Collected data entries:
-- Opening Marker --
PR #1430, opened 2025-01-20
[Internal] Remove unnecessary through2 package

talentlessguy:
## Summary

through2 is a legacy dependency and is no longer required. Metro targets Node 18 where Transform streams are stable and do not need a userland package.

Changelog: [Internal] Remove unnecessary through2 package

## Test plan

All tests pass on Node 18:

Screenshot 2025-01-21 at 00 38 31

### DIFF
--- a/packages/metro-transform-plugins/src/addParamsToDefineCall.js
+++ b/packages/metro-transform-plugins/src/addParamsToDefineCall.js
@@ -23,7 +23,7 @@ function addParamsToDefineCall(
 ): string {
   const index = code.lastIndexOf(')');
   const params = paramsToAdd.map(param =>
-    param !== undefined ? JSON.stringify(param) : 'undefined',
+    param != null ? JSON.stringify(param) : 'undefined',
   );
 
   return code.slice(0, index) + ',' + params.join(',') + code.slice(index);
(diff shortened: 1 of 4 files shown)


packages/metro-transform-plugins/src/addParamsToDefineCall.js
```diff
@@ -23,7 +23,7 @@ function addParamsToDefineCall(
 ): string {
   const index = code.lastIndexOf(')');
   const params = paramsToAdd.map(param =>
-    param !== undefined ? JSON.stringify(param) : 'undefined',
+    param != null ? JSON.stringify(param) : 'undefined',
```
vzaidman, line 26: why the change? I think this was meant to explicitly handle `undefined` and not "`null` or `undefined`"

robhogan: I'm guessing the linter suggested it, but it'd be wrong in this case. 

`null` can be serialised to JSON, `undefined` can't, so the distinction was deliberate.
```suggestion
    param !== undefined ? JSON.stringify(param) : 'undefined',
```

talentlessguy: it was auto format by the linter yeah, not my change

robhogan (approved):
Importing to take a closer look and see if we can avoid a couple of those lint warnings, but LGTM, thanks @talentlessguy !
-- Closing Marker --
§ WHAT IS BEING ASKED
Look over the records. Copy the lines that include the word "Internal".

§ OUTPUT OF THE EXERCISE
[Internal] Remove unnecessary through2 package
Changelog: [Internal] Remove unnecessary through2 package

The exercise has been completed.